What is being asked: Go through the entries below from the first line and transcribe each one exactly, ending with the line that contains "olim7t, line 446: Not".

-*-

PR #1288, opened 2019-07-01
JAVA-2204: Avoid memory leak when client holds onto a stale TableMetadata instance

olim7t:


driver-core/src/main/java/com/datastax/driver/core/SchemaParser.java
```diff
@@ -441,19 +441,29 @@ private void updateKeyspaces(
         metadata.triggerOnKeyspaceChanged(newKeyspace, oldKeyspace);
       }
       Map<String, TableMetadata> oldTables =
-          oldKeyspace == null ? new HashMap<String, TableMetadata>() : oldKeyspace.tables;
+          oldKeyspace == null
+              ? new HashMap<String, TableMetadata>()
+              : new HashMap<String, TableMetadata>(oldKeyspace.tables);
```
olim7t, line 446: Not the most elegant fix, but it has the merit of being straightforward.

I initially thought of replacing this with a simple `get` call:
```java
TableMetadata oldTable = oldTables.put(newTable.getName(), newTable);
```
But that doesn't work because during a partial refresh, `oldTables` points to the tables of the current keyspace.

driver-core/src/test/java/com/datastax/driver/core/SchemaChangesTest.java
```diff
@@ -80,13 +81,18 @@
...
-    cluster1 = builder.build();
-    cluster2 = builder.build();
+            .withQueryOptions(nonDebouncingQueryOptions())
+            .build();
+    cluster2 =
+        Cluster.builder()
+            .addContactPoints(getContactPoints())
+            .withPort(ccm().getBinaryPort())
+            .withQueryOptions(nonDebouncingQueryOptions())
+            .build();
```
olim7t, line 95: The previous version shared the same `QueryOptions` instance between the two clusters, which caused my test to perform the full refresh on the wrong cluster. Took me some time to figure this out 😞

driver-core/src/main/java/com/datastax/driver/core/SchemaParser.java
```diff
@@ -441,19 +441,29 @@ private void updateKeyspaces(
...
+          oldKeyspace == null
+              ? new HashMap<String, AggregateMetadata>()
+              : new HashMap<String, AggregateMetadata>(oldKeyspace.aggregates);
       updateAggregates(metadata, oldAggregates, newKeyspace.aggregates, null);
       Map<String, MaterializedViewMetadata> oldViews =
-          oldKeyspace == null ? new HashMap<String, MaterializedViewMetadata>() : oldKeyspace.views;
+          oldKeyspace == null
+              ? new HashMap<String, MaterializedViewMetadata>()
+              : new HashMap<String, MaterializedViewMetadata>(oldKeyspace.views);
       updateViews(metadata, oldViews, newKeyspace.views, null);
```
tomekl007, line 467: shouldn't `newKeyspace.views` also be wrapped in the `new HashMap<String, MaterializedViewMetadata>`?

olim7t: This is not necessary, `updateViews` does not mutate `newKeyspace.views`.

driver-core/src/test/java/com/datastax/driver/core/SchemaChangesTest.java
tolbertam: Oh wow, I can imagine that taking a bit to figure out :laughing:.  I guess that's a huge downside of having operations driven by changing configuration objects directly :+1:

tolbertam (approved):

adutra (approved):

-*-

Task answer:
PR #1288, opened 2019-07-01
JAVA-2204: Avoid memory leak when client holds onto a stale TableMetadata instance

olim7t:


driver-core/src/main/java/com/datastax/driver/core/SchemaParser.java
```diff
@@ -441,19 +441,29 @@ private void updateKeyspaces(
         metadata.triggerOnKeyspaceChanged(newKeyspace, oldKeyspace);
       }
       Map<String, TableMetadata> oldTables =
-          oldKeyspace == null ? new HashMap<String, TableMetadata>() : oldKeyspace.tables;
+          oldKeyspace == null
+              ? new HashMap<String, TableMetadata>()
+              : new HashMap<String, TableMetadata>(oldKeyspace.tables);
```
olim7t, line 446: Not the most elegant fix, but it has the merit of being straightforward.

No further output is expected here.